Goal of the exercise — From the first line through the line containing "## What challenge are you facing?", transcribe the records exactly and include no other lines.

[Stored items]

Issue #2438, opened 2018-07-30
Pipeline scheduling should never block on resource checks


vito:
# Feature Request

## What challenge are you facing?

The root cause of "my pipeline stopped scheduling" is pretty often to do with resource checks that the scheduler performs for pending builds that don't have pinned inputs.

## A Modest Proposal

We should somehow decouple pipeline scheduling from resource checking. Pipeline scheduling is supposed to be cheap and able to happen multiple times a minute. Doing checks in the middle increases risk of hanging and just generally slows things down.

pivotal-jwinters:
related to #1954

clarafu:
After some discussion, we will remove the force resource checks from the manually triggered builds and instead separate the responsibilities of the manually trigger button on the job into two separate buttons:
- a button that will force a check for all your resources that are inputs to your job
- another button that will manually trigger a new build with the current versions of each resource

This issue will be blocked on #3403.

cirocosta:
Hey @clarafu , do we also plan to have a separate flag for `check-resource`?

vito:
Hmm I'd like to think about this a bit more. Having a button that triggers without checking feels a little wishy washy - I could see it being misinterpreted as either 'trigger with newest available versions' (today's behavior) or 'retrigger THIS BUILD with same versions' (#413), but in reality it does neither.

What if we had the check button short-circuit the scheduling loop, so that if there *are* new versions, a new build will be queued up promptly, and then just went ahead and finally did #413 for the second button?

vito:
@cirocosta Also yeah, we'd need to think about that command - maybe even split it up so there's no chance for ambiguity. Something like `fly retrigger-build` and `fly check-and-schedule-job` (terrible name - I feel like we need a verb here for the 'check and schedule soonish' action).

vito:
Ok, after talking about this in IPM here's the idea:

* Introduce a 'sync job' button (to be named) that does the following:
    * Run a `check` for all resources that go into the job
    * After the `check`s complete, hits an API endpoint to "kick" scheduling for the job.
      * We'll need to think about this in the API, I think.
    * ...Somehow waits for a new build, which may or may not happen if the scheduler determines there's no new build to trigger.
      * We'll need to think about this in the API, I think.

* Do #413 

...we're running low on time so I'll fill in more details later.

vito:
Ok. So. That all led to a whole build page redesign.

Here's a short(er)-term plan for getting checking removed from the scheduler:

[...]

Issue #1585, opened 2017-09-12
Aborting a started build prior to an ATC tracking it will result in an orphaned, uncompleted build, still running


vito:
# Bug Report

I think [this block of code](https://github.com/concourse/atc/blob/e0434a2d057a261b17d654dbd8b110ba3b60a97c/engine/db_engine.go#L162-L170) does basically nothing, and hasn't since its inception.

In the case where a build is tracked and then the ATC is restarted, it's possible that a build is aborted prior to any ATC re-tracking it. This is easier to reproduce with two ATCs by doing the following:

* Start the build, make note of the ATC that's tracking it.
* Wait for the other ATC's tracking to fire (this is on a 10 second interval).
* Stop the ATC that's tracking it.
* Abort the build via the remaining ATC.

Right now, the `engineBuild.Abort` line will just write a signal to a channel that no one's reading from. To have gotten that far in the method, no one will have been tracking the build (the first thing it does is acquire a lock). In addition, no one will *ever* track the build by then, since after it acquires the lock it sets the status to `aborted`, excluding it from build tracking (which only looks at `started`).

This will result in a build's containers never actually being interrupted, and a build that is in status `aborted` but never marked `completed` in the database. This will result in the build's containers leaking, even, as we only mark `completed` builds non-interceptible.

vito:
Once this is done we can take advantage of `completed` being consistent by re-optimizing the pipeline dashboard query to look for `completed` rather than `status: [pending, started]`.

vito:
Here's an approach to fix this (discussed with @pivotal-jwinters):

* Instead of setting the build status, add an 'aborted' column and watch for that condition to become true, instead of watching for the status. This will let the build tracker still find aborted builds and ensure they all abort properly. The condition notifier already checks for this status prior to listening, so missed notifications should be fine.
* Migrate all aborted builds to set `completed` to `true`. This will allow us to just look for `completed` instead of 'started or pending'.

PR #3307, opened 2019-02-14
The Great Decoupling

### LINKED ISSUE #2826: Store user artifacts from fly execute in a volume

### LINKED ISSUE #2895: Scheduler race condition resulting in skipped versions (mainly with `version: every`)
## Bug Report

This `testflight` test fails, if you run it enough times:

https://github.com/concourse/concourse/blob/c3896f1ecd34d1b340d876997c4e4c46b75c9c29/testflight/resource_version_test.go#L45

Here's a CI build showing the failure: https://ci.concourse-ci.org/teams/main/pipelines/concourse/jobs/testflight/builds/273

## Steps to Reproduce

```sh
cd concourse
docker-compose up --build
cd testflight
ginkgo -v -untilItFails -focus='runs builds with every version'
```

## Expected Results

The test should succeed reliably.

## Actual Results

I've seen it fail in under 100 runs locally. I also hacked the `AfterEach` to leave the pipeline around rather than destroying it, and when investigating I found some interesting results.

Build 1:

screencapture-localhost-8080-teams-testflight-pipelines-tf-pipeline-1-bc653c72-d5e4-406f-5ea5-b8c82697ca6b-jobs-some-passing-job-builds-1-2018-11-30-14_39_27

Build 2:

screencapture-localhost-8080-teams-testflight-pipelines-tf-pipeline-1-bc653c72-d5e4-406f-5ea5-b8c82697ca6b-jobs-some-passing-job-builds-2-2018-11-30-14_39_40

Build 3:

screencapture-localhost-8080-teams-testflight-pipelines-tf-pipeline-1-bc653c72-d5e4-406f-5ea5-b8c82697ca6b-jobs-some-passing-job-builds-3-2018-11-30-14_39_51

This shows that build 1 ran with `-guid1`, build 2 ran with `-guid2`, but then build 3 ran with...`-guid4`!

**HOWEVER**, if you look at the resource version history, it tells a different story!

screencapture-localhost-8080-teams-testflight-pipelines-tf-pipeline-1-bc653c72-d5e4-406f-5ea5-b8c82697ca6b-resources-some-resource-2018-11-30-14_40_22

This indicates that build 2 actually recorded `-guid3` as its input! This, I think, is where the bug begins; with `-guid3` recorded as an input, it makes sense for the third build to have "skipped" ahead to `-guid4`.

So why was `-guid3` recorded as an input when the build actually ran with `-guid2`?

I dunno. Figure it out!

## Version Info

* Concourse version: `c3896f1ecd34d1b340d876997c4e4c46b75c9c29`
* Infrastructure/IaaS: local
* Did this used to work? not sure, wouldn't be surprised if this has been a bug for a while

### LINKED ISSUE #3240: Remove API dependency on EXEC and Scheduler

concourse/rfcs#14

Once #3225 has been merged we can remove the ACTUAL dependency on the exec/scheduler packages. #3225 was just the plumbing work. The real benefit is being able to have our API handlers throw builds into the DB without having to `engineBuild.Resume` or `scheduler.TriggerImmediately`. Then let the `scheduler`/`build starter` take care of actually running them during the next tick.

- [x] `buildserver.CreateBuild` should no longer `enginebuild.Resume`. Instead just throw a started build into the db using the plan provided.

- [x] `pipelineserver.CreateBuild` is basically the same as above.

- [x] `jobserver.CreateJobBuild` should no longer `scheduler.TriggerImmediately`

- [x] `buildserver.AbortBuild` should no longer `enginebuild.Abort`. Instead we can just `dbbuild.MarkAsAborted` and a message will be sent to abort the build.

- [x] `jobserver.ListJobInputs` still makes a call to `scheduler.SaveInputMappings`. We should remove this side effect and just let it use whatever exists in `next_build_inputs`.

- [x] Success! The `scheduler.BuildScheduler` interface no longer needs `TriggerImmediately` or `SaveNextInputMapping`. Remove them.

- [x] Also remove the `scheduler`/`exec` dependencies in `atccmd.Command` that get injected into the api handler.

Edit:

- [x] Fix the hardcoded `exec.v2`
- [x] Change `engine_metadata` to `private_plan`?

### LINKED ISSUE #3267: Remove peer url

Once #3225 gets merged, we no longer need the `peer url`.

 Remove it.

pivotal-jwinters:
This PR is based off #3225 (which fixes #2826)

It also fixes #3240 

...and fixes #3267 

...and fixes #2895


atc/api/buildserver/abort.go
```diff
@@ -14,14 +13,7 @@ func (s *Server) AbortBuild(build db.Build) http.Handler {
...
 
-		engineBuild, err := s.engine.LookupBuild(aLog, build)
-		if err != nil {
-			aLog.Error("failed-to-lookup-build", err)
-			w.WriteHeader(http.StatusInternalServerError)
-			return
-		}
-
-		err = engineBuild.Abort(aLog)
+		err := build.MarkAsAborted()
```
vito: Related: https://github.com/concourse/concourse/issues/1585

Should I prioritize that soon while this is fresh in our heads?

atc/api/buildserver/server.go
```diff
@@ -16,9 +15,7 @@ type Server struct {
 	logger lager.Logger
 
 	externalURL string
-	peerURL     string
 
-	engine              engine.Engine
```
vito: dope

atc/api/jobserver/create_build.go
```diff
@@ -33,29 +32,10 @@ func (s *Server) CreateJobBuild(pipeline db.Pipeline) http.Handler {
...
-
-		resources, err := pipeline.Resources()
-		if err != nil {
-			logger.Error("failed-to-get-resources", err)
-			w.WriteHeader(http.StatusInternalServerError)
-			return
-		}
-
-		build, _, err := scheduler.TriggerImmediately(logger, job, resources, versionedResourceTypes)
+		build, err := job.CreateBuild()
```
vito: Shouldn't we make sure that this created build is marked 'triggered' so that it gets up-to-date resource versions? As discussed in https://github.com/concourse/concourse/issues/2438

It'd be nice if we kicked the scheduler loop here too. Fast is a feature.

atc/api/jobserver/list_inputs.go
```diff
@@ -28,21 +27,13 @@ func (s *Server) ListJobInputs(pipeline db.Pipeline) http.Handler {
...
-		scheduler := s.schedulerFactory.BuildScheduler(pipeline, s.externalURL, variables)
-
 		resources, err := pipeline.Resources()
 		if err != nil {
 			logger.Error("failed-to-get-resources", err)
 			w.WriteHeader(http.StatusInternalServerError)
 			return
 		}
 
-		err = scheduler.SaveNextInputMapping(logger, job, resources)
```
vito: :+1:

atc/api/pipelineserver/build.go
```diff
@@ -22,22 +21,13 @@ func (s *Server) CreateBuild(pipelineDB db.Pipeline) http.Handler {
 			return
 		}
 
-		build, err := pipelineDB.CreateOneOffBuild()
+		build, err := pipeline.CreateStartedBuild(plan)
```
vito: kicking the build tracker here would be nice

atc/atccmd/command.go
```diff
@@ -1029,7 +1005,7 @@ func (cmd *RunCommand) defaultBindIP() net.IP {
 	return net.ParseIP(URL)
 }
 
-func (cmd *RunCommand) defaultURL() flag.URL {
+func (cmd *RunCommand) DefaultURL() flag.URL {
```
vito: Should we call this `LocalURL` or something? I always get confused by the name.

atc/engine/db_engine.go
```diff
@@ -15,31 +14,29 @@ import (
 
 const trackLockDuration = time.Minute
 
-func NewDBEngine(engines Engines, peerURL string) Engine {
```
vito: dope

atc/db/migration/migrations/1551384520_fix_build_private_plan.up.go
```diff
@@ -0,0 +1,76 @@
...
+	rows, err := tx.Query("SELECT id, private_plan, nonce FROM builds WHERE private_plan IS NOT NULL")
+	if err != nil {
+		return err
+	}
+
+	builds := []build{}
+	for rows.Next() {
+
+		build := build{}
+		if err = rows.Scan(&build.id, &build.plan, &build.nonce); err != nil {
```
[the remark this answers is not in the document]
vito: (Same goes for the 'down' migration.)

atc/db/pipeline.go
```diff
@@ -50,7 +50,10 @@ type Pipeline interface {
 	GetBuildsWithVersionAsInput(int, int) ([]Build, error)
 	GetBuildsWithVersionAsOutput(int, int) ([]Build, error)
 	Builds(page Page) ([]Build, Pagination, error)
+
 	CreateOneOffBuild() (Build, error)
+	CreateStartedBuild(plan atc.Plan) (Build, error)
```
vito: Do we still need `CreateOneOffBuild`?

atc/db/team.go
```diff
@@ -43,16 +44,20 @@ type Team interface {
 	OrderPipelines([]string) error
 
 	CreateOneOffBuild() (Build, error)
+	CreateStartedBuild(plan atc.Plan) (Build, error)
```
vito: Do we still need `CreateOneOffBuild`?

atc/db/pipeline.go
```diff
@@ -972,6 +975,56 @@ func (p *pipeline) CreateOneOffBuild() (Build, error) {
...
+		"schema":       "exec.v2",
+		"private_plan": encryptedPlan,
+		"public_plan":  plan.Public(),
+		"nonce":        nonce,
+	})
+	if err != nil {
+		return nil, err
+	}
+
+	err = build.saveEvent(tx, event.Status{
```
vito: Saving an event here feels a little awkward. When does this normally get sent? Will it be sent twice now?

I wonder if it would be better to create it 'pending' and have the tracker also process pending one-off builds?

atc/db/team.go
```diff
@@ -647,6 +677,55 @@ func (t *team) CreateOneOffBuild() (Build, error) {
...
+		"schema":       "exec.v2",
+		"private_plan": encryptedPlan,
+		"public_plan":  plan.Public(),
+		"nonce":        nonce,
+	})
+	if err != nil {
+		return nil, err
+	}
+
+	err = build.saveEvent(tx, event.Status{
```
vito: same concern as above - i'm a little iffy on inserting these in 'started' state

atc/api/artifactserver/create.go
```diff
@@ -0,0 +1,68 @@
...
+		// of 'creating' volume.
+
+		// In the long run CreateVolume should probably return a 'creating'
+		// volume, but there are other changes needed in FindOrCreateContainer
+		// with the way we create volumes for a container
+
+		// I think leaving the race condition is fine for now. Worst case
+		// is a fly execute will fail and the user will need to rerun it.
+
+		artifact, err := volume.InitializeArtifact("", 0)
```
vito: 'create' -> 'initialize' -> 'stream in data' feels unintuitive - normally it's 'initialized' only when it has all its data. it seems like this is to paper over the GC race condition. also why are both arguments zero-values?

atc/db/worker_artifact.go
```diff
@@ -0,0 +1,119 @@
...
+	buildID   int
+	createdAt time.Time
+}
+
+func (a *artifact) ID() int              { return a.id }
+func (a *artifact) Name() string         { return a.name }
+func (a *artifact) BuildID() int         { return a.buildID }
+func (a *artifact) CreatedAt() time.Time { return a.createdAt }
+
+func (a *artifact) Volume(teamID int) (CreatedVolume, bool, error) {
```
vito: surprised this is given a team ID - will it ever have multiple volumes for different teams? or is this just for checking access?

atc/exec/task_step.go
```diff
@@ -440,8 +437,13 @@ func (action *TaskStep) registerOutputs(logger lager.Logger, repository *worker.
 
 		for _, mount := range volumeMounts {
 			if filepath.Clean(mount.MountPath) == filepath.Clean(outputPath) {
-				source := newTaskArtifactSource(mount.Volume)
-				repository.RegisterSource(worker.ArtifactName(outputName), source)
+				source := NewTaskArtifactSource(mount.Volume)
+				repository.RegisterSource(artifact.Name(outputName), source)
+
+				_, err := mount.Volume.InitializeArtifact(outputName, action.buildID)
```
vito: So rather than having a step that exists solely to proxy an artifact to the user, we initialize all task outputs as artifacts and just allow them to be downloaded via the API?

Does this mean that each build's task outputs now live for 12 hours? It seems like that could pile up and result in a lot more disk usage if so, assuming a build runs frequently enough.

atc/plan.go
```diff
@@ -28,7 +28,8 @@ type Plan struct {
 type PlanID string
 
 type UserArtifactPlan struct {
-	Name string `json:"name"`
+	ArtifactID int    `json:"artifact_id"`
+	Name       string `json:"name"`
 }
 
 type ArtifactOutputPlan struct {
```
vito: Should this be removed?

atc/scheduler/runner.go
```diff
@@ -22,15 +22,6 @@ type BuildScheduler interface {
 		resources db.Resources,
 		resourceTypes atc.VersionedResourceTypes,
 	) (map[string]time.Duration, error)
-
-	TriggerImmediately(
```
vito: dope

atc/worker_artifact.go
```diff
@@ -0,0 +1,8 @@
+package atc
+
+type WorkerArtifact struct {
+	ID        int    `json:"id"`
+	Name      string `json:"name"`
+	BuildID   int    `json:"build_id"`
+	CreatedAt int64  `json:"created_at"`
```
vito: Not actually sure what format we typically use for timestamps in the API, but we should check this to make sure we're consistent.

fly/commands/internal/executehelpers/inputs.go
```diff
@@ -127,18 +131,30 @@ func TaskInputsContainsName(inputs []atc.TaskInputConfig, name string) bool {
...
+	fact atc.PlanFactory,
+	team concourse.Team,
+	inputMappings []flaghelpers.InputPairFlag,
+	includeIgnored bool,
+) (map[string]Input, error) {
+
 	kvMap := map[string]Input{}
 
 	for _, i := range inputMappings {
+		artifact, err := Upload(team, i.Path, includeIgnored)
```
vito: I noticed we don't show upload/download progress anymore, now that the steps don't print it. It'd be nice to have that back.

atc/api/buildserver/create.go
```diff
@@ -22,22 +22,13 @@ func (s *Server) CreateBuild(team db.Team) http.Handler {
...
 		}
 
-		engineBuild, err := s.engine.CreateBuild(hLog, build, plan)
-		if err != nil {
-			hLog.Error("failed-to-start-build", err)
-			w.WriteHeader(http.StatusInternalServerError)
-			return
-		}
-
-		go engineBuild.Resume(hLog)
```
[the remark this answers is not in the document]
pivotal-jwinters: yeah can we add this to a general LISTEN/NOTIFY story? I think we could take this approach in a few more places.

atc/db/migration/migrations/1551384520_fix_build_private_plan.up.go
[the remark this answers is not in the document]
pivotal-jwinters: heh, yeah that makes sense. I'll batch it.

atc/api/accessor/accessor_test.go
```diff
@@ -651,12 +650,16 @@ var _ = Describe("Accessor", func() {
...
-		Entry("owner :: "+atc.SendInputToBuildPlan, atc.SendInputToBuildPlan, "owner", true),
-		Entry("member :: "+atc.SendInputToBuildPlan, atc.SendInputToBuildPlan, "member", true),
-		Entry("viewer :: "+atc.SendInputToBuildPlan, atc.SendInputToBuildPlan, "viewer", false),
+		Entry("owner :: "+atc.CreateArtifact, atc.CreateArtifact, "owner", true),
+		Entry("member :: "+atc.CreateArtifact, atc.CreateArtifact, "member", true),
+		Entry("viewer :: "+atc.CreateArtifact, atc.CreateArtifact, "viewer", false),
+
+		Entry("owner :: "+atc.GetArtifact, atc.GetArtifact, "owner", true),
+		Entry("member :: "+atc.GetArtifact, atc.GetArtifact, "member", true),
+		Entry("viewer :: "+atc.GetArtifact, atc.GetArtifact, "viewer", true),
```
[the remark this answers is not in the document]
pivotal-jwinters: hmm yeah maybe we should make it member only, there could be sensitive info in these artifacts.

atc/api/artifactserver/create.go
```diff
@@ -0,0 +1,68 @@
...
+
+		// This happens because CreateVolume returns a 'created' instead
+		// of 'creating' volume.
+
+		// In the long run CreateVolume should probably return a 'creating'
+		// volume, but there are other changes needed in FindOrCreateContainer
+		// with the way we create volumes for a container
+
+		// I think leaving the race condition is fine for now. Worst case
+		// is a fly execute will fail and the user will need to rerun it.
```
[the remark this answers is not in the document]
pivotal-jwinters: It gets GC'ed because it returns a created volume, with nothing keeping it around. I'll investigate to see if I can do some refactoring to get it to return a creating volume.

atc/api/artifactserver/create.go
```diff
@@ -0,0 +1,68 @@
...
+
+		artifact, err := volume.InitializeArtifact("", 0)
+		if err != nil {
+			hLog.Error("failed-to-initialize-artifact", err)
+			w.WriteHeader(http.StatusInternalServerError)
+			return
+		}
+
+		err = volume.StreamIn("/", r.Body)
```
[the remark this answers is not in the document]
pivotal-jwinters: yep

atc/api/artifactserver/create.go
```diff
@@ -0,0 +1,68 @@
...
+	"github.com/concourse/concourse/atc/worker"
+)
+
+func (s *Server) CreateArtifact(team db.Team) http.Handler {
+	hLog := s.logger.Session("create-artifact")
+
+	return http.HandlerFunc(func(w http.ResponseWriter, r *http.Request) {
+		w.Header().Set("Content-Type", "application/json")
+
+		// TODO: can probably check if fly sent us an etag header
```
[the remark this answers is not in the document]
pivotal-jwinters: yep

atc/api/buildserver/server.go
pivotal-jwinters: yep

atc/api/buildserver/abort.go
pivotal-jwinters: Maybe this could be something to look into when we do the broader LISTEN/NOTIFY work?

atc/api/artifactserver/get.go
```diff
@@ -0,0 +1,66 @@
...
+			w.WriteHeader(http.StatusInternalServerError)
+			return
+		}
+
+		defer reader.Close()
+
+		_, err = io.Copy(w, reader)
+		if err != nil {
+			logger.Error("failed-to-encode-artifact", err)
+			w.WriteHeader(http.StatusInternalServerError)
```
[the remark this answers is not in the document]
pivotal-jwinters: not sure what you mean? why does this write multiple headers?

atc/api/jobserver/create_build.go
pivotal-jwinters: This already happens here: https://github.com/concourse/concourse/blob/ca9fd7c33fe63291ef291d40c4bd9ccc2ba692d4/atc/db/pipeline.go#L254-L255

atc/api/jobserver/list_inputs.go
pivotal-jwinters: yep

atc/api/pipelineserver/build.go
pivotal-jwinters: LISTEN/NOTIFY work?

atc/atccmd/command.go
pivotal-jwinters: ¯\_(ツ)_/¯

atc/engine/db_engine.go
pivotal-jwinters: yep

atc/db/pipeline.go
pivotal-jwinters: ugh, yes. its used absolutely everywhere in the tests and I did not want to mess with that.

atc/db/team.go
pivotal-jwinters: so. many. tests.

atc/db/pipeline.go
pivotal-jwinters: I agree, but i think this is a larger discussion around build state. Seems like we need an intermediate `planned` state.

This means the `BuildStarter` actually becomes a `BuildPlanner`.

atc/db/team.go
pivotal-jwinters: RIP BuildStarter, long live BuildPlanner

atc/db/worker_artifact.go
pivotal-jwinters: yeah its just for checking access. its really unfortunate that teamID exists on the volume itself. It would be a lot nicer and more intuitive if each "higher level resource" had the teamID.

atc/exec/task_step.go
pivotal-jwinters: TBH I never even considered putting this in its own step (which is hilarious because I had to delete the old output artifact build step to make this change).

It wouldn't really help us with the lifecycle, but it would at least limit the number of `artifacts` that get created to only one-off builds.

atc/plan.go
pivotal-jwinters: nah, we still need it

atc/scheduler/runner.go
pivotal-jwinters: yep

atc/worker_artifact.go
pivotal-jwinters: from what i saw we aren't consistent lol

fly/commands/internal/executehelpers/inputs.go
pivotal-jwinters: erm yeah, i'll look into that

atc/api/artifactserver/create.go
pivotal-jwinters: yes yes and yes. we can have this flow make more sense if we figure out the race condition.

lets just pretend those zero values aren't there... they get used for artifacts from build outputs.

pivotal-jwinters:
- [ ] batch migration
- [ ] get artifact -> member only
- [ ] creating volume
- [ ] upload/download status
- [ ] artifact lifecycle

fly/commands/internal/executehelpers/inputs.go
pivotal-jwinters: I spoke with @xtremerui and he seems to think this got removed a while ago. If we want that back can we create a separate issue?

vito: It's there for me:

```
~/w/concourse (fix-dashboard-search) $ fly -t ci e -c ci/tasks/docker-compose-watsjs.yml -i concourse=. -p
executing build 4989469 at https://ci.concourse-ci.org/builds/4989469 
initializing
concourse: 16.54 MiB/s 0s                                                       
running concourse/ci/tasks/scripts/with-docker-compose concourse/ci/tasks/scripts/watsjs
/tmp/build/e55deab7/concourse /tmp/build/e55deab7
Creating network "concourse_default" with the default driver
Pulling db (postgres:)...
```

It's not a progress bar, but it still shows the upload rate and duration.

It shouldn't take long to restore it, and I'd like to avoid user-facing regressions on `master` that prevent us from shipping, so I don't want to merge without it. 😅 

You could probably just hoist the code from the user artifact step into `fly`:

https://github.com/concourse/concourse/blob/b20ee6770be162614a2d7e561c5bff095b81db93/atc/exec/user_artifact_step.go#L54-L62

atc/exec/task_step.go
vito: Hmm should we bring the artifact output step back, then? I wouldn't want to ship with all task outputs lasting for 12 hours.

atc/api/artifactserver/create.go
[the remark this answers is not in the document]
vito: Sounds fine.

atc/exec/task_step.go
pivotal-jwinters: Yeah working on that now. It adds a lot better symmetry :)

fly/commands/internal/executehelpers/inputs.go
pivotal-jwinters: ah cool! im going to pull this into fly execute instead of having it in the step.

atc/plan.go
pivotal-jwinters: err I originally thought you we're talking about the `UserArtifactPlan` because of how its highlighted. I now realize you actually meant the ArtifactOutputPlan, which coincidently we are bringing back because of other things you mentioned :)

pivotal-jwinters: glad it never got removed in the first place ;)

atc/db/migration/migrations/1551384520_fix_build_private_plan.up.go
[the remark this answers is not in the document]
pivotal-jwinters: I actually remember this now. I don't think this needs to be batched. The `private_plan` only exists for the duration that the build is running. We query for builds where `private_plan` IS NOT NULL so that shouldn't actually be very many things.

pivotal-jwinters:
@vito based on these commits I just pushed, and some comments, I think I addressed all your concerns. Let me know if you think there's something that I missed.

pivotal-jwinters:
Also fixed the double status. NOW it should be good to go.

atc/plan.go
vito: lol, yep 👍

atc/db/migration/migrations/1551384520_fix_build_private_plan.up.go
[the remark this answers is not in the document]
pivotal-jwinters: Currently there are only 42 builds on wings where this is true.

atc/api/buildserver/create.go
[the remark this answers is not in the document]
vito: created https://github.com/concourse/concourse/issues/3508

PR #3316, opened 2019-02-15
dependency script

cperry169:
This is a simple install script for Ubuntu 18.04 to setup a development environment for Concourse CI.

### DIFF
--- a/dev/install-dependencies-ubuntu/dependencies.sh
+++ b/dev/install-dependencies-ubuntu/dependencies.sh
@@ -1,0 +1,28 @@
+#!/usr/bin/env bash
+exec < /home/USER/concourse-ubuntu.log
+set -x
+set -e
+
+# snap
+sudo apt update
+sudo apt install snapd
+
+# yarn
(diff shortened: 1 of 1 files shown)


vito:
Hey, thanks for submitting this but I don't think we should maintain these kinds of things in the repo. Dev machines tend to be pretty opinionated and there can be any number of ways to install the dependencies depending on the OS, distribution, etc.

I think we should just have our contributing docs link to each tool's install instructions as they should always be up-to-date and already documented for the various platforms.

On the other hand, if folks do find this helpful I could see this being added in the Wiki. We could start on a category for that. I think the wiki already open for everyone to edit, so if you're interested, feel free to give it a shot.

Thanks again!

Output of the task —
Issue #2438, opened 2018-07-30
Pipeline scheduling should never block on resource checks


vito:
# Feature Request

## What challenge are you facing?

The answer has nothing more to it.